The concept of the imitation of Christ has had a Christological context and implications from the very early days of formalized Christian theology. In the context of the Person of Christ the belief in Monophysitism, which asserted only one divine nature for Christ with no human nature ran against the ideal that humans could imitate him. Those issues were mostly resolved, however, as Monophysitism was declared heretical by the Western Church and much of the Eastern Church.
The acceptance of a human (as well as a divine) nature for Christ by many Christians allowed the pursuit of the goal of the imitation of Christ, but with the realizations that it had inherent limits, e.g. that Christ's death in obedience to the will of the Father had a redemptive value beyond human potential.
While Western Christology of the "imitation of Christ" has had a focus on the sacrifice at Calvary, that has not been the main theme in the Eastern Church where the term "life in Christ" has been used and the key focus has been the Transfiguration of Jesus. No saints in the Eastern Church have reported signs of stigmata, but saints in the Eastern Church have frequently reported being transformed by the "inward light" of uncreated grace.

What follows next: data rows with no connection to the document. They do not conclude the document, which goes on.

PR #2276, opened 2018-09-10
Improve Spherical Harmonics algorithm

NBoulle:
This improves the `sphharm` code by implementing a fast and stable algorithm to compute the values of the associated Legendre polynomials.

The algorithm is no longer based on matlab's `legendre` function and uses the Modified Forward Column method described in the [Holmes and Featherstone paper (2002)](https://link.springer.com/article/10.1007/s00190-002-0216-2).


gradywright:
Good idea @NBoulle and @ajt60gaibb!  Please include this in the PR and I'll review all the code after that.

NBoulle:
I didn't find a way to speed up this code further using low rank form so you can merge this if you want @ajt60gaibb.

Issue #2278, opened 2018-09-29
bug in `chebop/matrix` when domain has internal breakpoints


trefethen:
The chebop `matrix` command allows you to instantiate a spectral discretization of a specified size.  For example,
```
L = chebop(@(u) diff(u,2), [-1 0 1]);
L.lbc = 0; L.rbc = 0;
matrix(L,[10,10]))
```
should produce a 24x24 matrix: 20x24 for the differential operators on the subintervals [-1,0] and [0,1], plus an addditional 4x24 matrix whose rows correspond to the left BC, the right BC, and the coupling conditions of order 0 and 1 at x=0.  The bug, however, is that the coupling conditions are missing, so you get a matrix of order 22x24 instead.

@tobydriscoll suggests (private email communication) that a fix may be to insert the line

```L = deriveContinuity(L);```

after line 40 of `chebop/matrix.m`.  Hopefully one of us can find the time to check this a bit, e.g. on the examples in my _SIAM _Review paper "Block operators and spectral discretizations" coauthored with @jaurentz, and issue a pull request.  Probably very little depends on `matrix`, so it's a low-risk fix.  

I regard this fix as unimportant for Chebfun's functionality but quite important for its educational role, i.e., in teaching Chebyshev spectral methods.

nickhale:
Closed by #2279.

PR #2279, opened 2018-10-02
fix-chebop-matrix

nickhale:
Enforce continuity constraints in `chebop/matrix` as suggested in #2278.

As far as I can tell, there are no dependencies on `chebop/matrix' so I'm happy to make this change.

I also adjusted the help documentation a little (but it's still not perfect) and added some tests.


trefethen:
Thanks @nickhale!  I am happy to merge this.  I changed the help text a bit further, and some associated variable names, so that now it speaks of `matrix(L, DIM)` rather than `matrix(N, DIM)`.  The latter was confusing (I know from experience) since `N` looked like an integer; and it's supposed to be a linear operator anyway.

PR #2283, opened 2018-11-16
feature-chebfun2-end

### LINKED ISSUE #2282: Chebfun2 does not have an 'end' function
Given a chebfun2 `u` with a domain [0 2 0 2], one might expect `u(end,end)` to return `u(2,2)`. However, it returns `u(1,1)`, presumably because there is no `chebfun2/end()` method.

Example:
```
>> u = chebfun2(@(x, y) x+y, [0 2 0 2])
>> u(end,end)
ans =
     2
>> u(2,2)
ans =
     4
>> u(1,1)
ans =
     2
```

nickhale:
Add chebfun2/end method and test.

Closes #2282.

### DIFF
--- a/@chebfun2/end.m
+++ b/@chebfun2/end.m
@@ -1,0 +1,31 @@
+function e = end(f, k, n)
+%END   Rightmost point of a CHEBFUN2 domain.
+%   END(F, K, N) This function is called for indexing expressions involving a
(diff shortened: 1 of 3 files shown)


gradywright:
Should `end` be implemented at the `separableApprox` level instead?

A further Christological issue that differentiates the Eastern and Western approaches is that the Eastern approach sees the Father as the sole hypostatic source of the Holy Spirit. Thus in contrast to Augustine and Aquinas, Eastern Christology does not see the Holy Spirit as the bond of love between the Father and the Son and hence the imitation of the Son does not have the same implications in terms of a unity with the Father.